Mais c’est sans compter le gameplay. Quelques petites innovations par-ci par-là. Tout d’abord, Kalia a accès à un corbeau pour googler tout ce que nous voudrions faire. C’est un peu notre aide, et les rares fois où nous avons voulu l’utiliser, il s’est avéré déterminant dans l’aiguillage de notre partie. Coup de pot ou aide vraiment trop forte, je ne saurais dire, mais mon groupe a été presque déçu de cette aide trop frontale. En revanche, cyberpunk oblige, tout un univers virtuel existe et il sera possible de s’y connecter, simplement et efficacement, à partir du lieu où l’on est. Seul souci, dans l’univers virtuel, vous ne rencontrez que des avatars, qui parfois vous diront qui ils sont… parfois, non. Ou des chatbots, même. Et si vous mettez trop la pression à un personnage, il pourrait se déconnecter. De quoi rajouter le soupçon de tension qu’il faut.

Attention, à chaque incursion dans le virtuel, la batterie de Kalia se décharge… ce qui arrivera également si vous utilisez ses implants cybernétiques.

 

Les scénarios vous donneront accès à des implants permettant de détecter les anomalies cybernétiques chez les témoins, de désactiver des robots ou de changer la visualisation des scènes de crime. Tout cela est ultra-malin, et rappelle certaines autres mécaniques utilisées par le passé dans la série (la désactivation rappelle le passage à tabac de CoC: Noir, par exemple). Et si Kalia arrive à court de jus, hop, il faut faire un passage au domicile et passer une heure à se charger. Vraiment pas handicapant, mais cela prend un temps certain.

 

Bien que des efforts soient faits, notre protagoniste demeure un peu transparente. Cet opus, plus déroutant et exigeant, est aussi plus abouti, syncrétisme de ce que la série a fait de mieux. Ce n’est pas un hasard si le développement s’est déroulé en plusieurs phases et que ces les jeux sont sortis en vague de livraisons successives.

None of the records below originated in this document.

PR #350, opened 2023-06-19
build: remove global polyfill and add conditions for worker

peterpeterparker:
# Motivation

Remove global polyfill and add conditions in esbuild for better compatibility with web worker.

### DIFF
--- a/scripts/esbuild.mjs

Un certain travail de worldbuilding, disions-nous.

 

En bref

Ce que je retiens de cette série millénaire, c’est une promesse tenue au mieux, avec certaines inadéquations entre concept et réalisation. Notamment ces personnages, censés représenter l’époque jouée et qui s’effacent. Je ne dis pas qu’il faut absolument un personnage (trop) fort au milieu d’un jeu d’enquête, loin de là, car l’important, c’est justement l’enquête : si le protagoniste est au cœur des débats, c’est que les joueurs doivent pouvoir avoir une influence sur lui – simple question de focus narratif.

 

Cette série tape gentiment dans les limites de Chronicle of Crime, sans pour autant réinventer la formule : on sent le studio polonais prendre en expérience, affirmer ses choix plus précisément. Ceci fleure bon pour The Dark Quarter, récemment annoncé comme étant le financement participatif de Lucky Duck en 2022, se basant sur leur système maison de Destinies et en s’appuyant sur le savoir faire narratif de Van Ryder Games (les darons d’Enquête à Los Angeles et Final Girl). À titre personnel, j’apprécie cette série, bien que je préfère jouer à deux joueurs maximum, car j’éprouve plus de plaisir à avancer fluidement dans l’enquête, et cela permet de limiter le passage un peu pénible de l’appareil (téléphone/tablette).